* _TASK BRIEF_
Report every line of the records below that contains the word "helper".

(Saved entries)
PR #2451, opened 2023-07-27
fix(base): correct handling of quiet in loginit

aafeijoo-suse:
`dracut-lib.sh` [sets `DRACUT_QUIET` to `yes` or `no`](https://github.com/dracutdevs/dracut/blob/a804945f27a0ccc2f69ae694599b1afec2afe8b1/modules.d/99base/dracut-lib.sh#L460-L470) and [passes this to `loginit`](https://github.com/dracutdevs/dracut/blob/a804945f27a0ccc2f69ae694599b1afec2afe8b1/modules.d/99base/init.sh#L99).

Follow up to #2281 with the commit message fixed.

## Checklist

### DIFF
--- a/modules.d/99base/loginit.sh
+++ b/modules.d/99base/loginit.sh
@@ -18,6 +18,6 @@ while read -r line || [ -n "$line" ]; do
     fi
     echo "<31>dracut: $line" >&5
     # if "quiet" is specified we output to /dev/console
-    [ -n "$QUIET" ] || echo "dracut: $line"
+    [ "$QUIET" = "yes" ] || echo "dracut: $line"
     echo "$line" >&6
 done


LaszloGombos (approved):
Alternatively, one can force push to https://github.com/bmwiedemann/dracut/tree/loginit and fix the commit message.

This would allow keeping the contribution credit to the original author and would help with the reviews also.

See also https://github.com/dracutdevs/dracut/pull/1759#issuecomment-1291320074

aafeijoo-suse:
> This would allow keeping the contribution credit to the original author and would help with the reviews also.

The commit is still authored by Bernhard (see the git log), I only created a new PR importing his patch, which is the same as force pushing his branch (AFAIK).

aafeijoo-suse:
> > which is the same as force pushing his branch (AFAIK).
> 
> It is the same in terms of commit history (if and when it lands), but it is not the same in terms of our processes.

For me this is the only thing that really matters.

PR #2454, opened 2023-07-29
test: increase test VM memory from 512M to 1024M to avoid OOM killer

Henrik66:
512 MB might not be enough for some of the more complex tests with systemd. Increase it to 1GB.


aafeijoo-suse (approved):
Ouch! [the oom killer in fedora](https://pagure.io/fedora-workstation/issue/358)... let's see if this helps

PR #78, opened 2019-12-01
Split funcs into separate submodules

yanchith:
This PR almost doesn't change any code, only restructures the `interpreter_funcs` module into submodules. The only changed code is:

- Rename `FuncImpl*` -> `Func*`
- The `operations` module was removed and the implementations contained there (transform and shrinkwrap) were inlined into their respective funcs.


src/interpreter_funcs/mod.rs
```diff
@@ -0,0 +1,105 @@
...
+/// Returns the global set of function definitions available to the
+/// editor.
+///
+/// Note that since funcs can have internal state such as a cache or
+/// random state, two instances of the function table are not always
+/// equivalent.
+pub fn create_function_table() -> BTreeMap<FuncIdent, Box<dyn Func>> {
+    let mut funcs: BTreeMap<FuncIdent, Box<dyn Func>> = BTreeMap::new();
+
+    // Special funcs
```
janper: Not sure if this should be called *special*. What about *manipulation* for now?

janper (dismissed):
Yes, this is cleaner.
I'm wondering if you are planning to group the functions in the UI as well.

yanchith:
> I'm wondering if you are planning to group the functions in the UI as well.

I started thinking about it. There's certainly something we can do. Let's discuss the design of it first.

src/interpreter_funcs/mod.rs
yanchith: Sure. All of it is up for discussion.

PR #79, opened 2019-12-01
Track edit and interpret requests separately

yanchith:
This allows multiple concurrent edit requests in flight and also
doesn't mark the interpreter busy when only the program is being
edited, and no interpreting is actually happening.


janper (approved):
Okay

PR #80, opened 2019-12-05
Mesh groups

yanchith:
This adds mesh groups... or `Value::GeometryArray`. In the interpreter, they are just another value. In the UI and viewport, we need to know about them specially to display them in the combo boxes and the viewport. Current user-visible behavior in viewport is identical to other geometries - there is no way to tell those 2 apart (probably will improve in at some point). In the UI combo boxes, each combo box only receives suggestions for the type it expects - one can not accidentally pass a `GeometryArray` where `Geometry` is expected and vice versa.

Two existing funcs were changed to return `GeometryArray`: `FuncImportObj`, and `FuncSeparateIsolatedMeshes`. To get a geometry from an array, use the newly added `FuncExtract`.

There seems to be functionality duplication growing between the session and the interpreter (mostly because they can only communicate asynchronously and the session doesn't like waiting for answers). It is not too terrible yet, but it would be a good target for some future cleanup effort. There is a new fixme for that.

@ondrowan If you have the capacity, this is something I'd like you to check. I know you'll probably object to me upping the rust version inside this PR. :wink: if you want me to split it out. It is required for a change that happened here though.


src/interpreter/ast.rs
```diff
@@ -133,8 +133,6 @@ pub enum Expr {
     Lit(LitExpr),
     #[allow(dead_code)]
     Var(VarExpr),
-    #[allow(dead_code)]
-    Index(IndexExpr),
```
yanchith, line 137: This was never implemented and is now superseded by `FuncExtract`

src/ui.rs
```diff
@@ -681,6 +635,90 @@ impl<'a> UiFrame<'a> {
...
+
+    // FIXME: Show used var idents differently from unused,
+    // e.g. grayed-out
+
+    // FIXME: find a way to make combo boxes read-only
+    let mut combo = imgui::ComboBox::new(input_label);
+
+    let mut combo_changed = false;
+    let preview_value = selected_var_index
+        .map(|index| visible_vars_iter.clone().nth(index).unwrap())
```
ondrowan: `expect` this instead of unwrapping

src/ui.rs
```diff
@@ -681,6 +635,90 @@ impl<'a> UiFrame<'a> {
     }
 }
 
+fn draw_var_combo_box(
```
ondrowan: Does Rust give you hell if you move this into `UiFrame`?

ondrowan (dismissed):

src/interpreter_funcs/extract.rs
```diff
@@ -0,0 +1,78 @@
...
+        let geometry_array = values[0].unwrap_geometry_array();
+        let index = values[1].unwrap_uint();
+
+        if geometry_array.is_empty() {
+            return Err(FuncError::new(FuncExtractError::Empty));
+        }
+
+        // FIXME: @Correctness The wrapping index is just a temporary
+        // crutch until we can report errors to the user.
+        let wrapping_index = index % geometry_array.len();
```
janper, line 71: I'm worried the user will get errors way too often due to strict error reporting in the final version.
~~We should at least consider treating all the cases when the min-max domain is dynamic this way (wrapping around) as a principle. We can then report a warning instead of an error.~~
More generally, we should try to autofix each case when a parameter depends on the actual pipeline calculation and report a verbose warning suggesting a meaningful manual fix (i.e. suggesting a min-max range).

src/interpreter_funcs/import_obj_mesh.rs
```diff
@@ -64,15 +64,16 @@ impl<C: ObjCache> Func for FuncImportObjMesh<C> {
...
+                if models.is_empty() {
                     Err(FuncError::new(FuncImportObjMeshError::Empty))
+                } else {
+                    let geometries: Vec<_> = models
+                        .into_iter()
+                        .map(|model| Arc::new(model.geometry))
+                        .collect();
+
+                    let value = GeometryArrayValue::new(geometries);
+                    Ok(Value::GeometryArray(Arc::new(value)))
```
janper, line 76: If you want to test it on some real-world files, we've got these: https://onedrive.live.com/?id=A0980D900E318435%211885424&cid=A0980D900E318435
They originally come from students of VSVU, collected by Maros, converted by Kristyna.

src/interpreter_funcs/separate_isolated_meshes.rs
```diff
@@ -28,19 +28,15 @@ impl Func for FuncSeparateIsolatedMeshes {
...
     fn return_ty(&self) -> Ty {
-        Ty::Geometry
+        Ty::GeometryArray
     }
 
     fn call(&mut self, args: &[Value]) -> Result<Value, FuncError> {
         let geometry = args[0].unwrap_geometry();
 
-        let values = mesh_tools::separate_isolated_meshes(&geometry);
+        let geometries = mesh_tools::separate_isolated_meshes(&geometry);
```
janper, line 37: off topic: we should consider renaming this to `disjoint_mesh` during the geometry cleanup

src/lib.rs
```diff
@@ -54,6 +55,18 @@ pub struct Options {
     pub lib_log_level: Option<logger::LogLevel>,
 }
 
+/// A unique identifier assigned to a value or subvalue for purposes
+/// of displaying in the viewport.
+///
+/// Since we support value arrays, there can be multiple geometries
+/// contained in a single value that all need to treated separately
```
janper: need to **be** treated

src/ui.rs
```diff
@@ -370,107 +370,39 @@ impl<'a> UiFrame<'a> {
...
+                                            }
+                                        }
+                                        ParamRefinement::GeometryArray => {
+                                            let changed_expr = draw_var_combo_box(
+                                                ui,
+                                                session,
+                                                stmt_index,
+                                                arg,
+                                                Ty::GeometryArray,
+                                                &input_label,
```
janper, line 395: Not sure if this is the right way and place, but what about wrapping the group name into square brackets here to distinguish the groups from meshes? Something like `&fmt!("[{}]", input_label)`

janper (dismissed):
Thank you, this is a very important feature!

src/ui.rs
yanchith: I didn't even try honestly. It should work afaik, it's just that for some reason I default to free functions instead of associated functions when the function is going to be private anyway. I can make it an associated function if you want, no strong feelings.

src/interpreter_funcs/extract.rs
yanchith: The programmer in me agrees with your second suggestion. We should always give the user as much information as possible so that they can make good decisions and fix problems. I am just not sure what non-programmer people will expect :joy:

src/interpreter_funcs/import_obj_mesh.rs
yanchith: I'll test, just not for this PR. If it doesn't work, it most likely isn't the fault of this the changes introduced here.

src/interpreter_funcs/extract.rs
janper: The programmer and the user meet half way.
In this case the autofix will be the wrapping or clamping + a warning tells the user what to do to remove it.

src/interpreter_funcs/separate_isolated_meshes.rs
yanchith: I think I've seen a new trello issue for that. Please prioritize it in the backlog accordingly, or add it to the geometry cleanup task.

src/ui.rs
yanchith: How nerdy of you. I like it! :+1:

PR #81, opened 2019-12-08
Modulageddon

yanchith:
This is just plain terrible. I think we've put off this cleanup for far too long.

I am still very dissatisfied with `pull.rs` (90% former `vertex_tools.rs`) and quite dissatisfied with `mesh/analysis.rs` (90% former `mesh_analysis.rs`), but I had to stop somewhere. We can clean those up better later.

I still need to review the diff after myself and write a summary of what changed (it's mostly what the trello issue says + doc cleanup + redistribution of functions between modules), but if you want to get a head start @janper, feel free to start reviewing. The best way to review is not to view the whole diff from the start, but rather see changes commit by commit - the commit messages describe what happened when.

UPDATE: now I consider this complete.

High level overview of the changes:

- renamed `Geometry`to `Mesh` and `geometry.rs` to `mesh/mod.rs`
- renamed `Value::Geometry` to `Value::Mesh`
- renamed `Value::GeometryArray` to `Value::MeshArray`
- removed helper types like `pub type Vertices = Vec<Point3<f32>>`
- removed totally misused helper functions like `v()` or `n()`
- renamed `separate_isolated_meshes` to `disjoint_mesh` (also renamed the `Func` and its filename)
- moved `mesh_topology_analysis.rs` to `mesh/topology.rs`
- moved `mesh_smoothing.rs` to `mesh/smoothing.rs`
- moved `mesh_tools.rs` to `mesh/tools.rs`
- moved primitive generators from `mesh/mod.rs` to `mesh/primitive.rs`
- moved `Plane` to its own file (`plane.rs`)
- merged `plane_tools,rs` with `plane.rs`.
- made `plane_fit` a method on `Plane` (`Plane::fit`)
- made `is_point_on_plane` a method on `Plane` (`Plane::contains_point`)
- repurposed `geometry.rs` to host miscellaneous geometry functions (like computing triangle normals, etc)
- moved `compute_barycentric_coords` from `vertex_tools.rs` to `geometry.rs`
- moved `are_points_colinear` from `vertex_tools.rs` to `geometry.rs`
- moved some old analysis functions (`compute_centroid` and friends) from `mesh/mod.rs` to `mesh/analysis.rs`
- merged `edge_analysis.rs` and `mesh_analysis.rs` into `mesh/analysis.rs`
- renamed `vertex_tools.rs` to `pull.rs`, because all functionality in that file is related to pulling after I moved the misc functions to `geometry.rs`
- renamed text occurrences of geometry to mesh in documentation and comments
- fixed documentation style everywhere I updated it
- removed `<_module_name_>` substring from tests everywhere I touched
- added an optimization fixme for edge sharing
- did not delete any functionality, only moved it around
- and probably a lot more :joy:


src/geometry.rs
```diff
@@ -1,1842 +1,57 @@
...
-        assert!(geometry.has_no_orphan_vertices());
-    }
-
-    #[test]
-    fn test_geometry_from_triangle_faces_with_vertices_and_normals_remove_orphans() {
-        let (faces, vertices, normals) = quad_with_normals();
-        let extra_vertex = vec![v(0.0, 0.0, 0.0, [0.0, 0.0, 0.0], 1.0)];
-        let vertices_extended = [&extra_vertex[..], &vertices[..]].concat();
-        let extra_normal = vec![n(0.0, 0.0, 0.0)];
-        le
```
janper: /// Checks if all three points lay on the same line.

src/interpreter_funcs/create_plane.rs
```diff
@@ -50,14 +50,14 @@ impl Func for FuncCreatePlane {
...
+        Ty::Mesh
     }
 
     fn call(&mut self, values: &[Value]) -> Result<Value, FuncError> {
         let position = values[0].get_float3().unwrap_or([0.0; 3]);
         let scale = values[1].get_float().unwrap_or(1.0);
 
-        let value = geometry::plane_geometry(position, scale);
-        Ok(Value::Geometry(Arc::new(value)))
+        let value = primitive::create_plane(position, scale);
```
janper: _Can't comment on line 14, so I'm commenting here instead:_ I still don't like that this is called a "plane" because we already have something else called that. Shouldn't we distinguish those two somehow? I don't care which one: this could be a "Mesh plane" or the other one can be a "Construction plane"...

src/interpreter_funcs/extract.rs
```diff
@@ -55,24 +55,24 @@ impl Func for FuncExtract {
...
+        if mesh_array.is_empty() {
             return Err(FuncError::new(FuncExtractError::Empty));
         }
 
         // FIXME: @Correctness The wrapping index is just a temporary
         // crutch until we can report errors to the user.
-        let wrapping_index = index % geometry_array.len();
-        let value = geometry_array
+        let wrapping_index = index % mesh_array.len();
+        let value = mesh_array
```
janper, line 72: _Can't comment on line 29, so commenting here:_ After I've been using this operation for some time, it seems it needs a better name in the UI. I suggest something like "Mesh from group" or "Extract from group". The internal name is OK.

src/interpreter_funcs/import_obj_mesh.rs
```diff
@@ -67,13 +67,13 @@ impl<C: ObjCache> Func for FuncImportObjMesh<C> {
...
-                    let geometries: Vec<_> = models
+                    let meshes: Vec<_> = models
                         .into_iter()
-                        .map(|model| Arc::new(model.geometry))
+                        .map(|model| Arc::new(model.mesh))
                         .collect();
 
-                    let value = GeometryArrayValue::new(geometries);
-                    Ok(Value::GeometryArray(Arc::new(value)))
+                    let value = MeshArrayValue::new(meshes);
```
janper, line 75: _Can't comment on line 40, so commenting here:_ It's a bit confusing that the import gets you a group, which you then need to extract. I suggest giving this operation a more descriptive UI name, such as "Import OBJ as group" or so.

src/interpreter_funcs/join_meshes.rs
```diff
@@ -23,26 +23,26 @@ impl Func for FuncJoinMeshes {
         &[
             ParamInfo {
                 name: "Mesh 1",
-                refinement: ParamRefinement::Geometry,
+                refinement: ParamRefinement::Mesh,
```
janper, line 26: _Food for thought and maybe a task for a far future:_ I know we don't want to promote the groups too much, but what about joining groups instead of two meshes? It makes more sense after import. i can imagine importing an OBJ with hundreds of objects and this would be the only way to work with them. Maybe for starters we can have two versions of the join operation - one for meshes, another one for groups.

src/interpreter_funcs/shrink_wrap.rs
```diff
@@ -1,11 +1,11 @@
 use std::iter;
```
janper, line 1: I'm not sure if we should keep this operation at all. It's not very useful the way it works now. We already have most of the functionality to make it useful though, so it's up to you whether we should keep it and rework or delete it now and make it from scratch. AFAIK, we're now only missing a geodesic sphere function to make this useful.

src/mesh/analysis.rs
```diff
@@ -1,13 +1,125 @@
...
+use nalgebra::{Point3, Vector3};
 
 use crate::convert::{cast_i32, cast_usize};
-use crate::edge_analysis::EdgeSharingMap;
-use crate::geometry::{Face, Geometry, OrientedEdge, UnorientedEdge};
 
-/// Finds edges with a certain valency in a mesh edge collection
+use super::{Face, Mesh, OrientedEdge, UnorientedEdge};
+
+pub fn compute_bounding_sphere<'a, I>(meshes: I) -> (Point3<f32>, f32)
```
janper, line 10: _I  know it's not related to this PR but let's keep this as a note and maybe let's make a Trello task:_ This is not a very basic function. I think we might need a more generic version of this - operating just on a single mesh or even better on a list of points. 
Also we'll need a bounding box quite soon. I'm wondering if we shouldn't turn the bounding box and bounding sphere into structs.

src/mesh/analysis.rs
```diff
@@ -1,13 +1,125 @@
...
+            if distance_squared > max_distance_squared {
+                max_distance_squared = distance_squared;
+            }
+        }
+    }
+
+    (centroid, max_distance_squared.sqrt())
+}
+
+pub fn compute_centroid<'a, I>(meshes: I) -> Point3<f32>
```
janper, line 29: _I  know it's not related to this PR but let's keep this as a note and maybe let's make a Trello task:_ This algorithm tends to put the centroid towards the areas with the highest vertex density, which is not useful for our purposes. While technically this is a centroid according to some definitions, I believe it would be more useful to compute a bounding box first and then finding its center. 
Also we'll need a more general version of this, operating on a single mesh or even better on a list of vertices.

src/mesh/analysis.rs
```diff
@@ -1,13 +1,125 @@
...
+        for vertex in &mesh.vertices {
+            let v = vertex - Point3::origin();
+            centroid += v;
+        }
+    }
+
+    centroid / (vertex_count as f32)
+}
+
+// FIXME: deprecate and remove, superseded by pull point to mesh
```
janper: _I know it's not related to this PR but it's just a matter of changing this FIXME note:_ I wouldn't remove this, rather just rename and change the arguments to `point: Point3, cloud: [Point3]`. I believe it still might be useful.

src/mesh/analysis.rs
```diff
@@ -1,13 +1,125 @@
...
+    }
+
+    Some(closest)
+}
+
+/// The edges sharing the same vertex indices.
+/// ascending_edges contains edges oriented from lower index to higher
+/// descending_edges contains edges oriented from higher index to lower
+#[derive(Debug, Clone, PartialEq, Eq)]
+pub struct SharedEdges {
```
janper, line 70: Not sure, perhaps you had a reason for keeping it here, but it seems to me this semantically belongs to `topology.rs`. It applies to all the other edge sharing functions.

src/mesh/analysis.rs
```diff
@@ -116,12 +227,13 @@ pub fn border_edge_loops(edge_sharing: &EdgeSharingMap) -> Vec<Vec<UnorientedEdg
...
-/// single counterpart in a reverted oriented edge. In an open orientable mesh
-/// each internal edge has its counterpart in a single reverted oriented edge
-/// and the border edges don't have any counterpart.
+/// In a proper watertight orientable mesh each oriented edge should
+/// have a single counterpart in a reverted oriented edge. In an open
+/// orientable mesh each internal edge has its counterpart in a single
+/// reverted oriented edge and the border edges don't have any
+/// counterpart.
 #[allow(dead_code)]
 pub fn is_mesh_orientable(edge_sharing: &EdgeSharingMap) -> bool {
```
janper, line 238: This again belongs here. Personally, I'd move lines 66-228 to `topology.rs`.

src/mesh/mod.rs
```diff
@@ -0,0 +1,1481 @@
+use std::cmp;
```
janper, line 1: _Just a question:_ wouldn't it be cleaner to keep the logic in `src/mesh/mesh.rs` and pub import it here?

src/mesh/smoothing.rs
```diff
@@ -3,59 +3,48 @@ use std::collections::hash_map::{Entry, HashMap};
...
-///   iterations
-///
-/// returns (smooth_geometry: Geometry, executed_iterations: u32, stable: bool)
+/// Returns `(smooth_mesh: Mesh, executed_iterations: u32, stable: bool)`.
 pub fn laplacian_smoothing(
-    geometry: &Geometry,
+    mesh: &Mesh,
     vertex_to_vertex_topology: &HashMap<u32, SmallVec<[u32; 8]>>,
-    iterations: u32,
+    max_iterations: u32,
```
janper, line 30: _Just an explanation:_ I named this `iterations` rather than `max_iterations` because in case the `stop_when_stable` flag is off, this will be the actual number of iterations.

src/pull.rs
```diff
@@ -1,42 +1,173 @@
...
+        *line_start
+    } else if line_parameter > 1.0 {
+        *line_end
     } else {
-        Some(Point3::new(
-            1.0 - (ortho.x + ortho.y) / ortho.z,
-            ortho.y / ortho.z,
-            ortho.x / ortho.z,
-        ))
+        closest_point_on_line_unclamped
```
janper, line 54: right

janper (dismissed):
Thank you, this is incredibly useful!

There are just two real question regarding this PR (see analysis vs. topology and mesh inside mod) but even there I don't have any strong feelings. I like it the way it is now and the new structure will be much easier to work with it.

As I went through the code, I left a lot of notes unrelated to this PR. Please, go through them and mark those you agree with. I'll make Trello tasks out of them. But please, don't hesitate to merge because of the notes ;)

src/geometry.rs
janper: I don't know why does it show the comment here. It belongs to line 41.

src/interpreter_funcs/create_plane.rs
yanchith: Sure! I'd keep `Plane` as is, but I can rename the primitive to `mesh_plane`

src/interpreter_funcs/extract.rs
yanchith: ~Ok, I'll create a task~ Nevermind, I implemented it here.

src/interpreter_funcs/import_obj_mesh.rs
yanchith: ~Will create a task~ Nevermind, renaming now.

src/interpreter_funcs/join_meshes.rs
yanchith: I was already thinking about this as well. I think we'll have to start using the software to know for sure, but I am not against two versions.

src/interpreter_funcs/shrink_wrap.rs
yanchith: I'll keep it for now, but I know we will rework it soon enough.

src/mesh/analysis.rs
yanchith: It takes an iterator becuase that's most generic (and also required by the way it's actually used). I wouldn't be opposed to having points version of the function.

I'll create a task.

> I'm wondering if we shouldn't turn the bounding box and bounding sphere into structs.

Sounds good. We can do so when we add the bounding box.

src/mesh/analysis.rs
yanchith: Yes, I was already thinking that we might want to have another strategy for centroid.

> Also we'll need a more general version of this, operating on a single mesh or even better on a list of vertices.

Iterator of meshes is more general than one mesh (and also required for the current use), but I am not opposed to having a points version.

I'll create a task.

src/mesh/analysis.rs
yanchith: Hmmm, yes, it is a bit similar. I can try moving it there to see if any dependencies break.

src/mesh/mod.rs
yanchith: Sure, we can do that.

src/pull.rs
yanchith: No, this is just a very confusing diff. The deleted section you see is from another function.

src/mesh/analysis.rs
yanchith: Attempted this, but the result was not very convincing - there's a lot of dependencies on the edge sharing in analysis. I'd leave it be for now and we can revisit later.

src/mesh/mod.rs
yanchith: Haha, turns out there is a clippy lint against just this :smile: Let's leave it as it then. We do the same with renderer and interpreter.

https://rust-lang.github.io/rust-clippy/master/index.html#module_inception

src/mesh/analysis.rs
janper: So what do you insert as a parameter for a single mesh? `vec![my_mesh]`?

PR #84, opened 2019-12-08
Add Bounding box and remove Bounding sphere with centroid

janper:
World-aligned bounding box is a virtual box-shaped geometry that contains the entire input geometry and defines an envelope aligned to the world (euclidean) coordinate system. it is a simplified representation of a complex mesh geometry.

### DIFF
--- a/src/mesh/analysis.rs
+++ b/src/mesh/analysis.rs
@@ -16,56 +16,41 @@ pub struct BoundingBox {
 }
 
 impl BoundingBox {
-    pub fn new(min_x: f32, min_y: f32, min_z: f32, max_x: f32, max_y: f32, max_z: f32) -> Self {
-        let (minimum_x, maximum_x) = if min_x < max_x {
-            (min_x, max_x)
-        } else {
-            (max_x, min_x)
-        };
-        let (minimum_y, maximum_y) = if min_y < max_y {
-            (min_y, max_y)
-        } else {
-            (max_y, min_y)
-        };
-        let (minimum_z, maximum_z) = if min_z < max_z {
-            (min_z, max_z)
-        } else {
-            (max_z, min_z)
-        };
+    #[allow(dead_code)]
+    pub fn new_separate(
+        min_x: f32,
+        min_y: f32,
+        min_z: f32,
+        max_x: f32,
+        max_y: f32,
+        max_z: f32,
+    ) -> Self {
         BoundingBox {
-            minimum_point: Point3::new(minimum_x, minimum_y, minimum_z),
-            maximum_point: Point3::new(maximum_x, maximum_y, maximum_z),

* _ANSWER TO THIS EXERCISE_
- removed helper types like `pub type Vertices = Vec<Point3<f32>>`
- removed totally misused helper functions like `v()` or `n()`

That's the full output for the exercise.